[Task brief]
Write out exactly the lines of the entries below from the one holding "was the only" to the one holding "the field work.", inclusive, and leave out all other lines.

[Material provided]
PR #2184, opened 2017-09-28
Making next steps/results messaging consistent

rhamilto:
To Do:

- [ ] Update styling of wizard contents once comps are finalized per @ncameronbritt and @jennyhaines
- [x] Implement changes to remove mega alert and show simple bulleted list like [create-from-builder-results.html](https://github.com/openshift/origin-web-catalog/blob/48cc8ad4258a937ff7eb52c2d5cfc8890749e7da/src/components/create-from-builder/create-from-builder-results.html#L34-L55) for select from project (wizard) and import (next steps and wizard)
  screen shot 2017-09-28 at 3 17 19 pm
- [ ] Display webhook info when appropriate inside wizard results (currently only shows on standalone next steps)
- [ ] Show proper type of imported item in import wizard results (non-templates are generically called "YAML / JSON")
- [x] Remove import toast notifications (currently needed for standalone import next steps as it redirects to overview)
- [ ] Add appropriate actions when failure occurs

Screenshots:

screen shot 2017-09-28 at 2 44 17 pm
screen shot 2017-09-28 at 3 09 26 pm
screen shot 2017-09-28 at 3 16 47 pm
screen shot 2017-09-28 at 3 17 19 pm
screen shot 2017-09-28 at 12 06 05 pm
screen shot 2017-09-28 at 12 10 22 pm
screen shot 2017-09-28 at 12 11 35 pm
screen shot 2017-09-29 at 2 33 57 pm
screen shot 2017-09-29 at 2 36 59 pm
screen shot 2017-09-29 at 2 53 40 pm


spadgett:
> Display webhook info when appropriate inside wizard results (currently only shows on standalone next steps)

I think the problem here is that we're just not setting the webhook when not using advanced options. This is arguably just a bug.

spadgett:
> Implement changes to remove mega alert and show simple bulleted list like create-from-builder-results.html for select from project (wizard) and import (next steps and wizard)

I wonder if we shouldn't just change the styling of the tasks component and remove it from the overview.

ncameronbritt:
Since we have the different webhook options (bitbucket, gitlab), is that something we would want to let users set up as part of this flow, and then show the results on that last step? I'm not sure how common it is that a user would want to set those up.

@jhaines was working on restyling the tasks component, but that's on hold because I was wanting to figure out what a user should do after a partial successes/failure, and what's important for the user to know to take that next step.

rhamilto:
@spadgett, I think this is ready for review/merge with the understanding we'll tackle the remaining to-dos as follow-ons.

spadgett:
> Since we have the different webhook options (bitbucket, gitlab), is that something we would want to let users set up as part of this flow, and then show the results on that last step? I'm not sure how common it is that a user would want to set those up.

We should probably be consistent in what we set up by default in the dialog vs advanced. There is a checkbox for it in advanced options.

If you are using GitHub, Bitbucket, etc., you probably want them. But if you're not using GitHub and we set up a GitHub webhook for you, that's not helpful. I don't know if we can reliably detect from the Git URL which ones to create.

app/views/directives/next-steps.html
```diff
@@ -39,62 +87,33 @@ <h1 ng-if="!$ctrl.pendingTasks(tasks()).length && $ctrl.erroredTasks(tasks()).le
...
-    <pre class="code prettyprint">oc login {{$ctrl.loginBaseUrl}}
-oc project {{$ctrl.projectName}}
-oc status</pre>
-
-    <p>For more information about the command line tools, check the <a target="_blank" href="{{'cli' | helpLink}}">CLI Reference</a> and <a target="_blank" href="{{'basic_cli_operations' | helpLink}}">Basic CLI Operations</a>.</p>
-  </div>
-
-  <div ng-if="$ctrl.createdBuildConfig" class="col-md-6">
-    <h2>Making code changes</h2>
+<div ng-controller="TasksController" ng-if="$ctrl.createdBuildConfig">
```
spadgett: Remove `ng-controller` here

rhamilto:
Comment addressed.

rhamilto:
> We should probably be consistent in what we set up by default in the dialog vs advanced. There is a checkbox for it in advanced options.

And that checkbox is enabled by default.  So if you use the wizard, you get no webhook.  But if you used advanced with the default, you do.  Seems a bit confusing?

ncameronbritt:
Agree with your comments above re webhooks @spadgett. If it's useful, maybe down the line we can look at adding a step to the wizard or including it in the builder flow some other way.

spadgett:
[merge]

Issue #1220, opened 2026-09-01
Four products are indexed twice under two names — /compare/arize-ai-vs-arize-ax compares a product with itself


robhunterclaude:
Four products are in the index twice under two names. All eight pages are submitted to Google, and two of the pairs render a comparison of a product against itself.

## The four pairs

Every pair shares one pricing-page URL and one category.

| Category | URL | Records |
|---|---|---|
| AI / ML | `https://arize.com/pricing` | `Arize AI`, `Arize AX` |
| Notebooks & Data Science | `https://colab.research.google.com` | `Google Colab`, `Colaboratory` |
| Payments | `https://www.lemonsqueezy.com/pricing` | `LemonSqueezy`, `Lemon Squeezy` |
| IDE & Code Editors | `https://webcomponents.dev` | `Components.studio`, `WebComponents.dev` |

`Arize AI`'s own description reads *"ML observability platform (now Arize AX)"*, and both records publish the same free plan: 25K trace spans/month, 1 GB ingestion/month, 15 days retention.

## What it publishes today

**https://agentdeals.dev/compare/arize-ai-vs-arize-ax** returns 200 with the verdict *"Both Arize AI and Arize AX offer free tiers. Arize AI provides "Free" while Arize AX offers "Free"."* **https://agentdeals.dev/compare/components-studio-vs-webcomponents-dev** is the same shape. Neither is in `sitemap-comparisons.xml`, so this is a page a crawler or an agent reaches by link or by slug, not one we submit.

All eight `/vendor/` pages **are** in `sitemap-vendors.xml`, so we submit four pairs of near-identical pages for indexing.

The twins carry different `verifiedDate`s — Arize AI 2026-08-26, Arize AX 2026-08-20 — so the same offer publishes two freshness claims.

`/vendor/arize-ai` says *"One of 70 AI / ML services we track"*. There are 69.

## Why this matters now rather than last month

The alternatives gate (#1032) publishes same-category peers. AI / ML is the next category I am classifying, and both Arize records will carry the same subtype, so every AI / ML alternatives page will list one product twice in adjacent rows. Duplicates were nearly invisible before; a list makes each one visible on dozens of pages at once.

## Detecting it

`source_check.outcome` already separates these from the aggregator imports. Group records by normalised URL plus category, and keep the group only if no member is `does_not_name_vendor`:

[...]

PR #1503, opened 2026-09-10
Merge six duplicate vendor records into their survivors (#1220)

robhunterclaude:
Six duplicate vendor records are retired into their survivors. 1,579 records → 1,573. The registry is `data/vendor_merges.json`, shipped in #1502.

| retired | survivor |
|---|---|
| Arize AI | Arize AX |
| Colaboratory | Google Colab |
| Components.studio | WebComponents.dev |
| Hasura Cloud | Hasura |
| LemonSqueezy | Lemon Squeezy |
| Slack API | Slack |

## Every pair cites the same page

Five of the six pairs store an identical `url`; Colaboratory and Google Colab differ by a trailing slash. So these are not two products — they are two readings of one pricing page, taken on different dates, that disagree with each other. That changes what a merge is allowed to throw away, and the first version of this PR threw away four things.

A merge retires a name. It must not also retire a field. Where the survivor was missing something the retiring record held, the survivor now takes it:

| survivor | carried | from |
|---|---|---|
| Slack | the API rate-limit sentence, into `description` | Slack API |
| Hasura | `product_role` **and** `category: Databases` | Hasura Cloud |
| Lemon Squeezy | `tier: Pay-as-you-go` | LemonSqueezy |
| Arize AX, Hasura, Slack | the later `verifiedDate` | all three |
| all six | the union of `tags` | all six |

### Slack

`Slack API` was the only record in the catalogue carrying either half of *"free API access with same rate limits as paid plans. Non-Marketplace apps created after May 2025 have stricter API rate limits."* The merged `description` carries both. Verified on a running server: the sentence renders in the reader prose, in the `Offer` description in JSON-LD, and in the FAQ answer to "What does Slack's free tier include?".

### Hasura

`product_role` alone does nothing on the survivor. `partitionSubstitutes` only admits a candidate whose category the subject is classified in, and `API Development` is not a classified taxonomy — so the add-on gate never fires there. Carrying the category with it is what makes the field work.

Measured on the running server, not estimated: **35 of the 43 other `/alternative-to/` pages in `Databases` name Hasura in their "Left out of this list" line.** Without the category carry that count is 0, and `/vendor/hasura` publishes *"Hasura is listed in Databases and searchable there, and is left out of alternatives lists for vendors it cannot stand in for"* — a sentence that would be false.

[Response to the task]
`Slack API` was the only record in the catalogue carrying either half of *"free API access with same rate limits as paid plans. Non-Marketplace apps created after May 2025 have stricter API rate limits."* The merged `description` carries both. Verified on a running server: the sentence renders in the reader prose, in the `Offer` description in JSON-LD, and in the FAQ answer to "What does Slack's free tier include?".

### Hasura

`product_role` alone does nothing on the survivor. `partitionSubstitutes` only admits a candidate whose category the subject is classified in, and `API Development` is not a classified taxonomy — so the add-on gate never fires there. Carrying the category with it is what makes the field work.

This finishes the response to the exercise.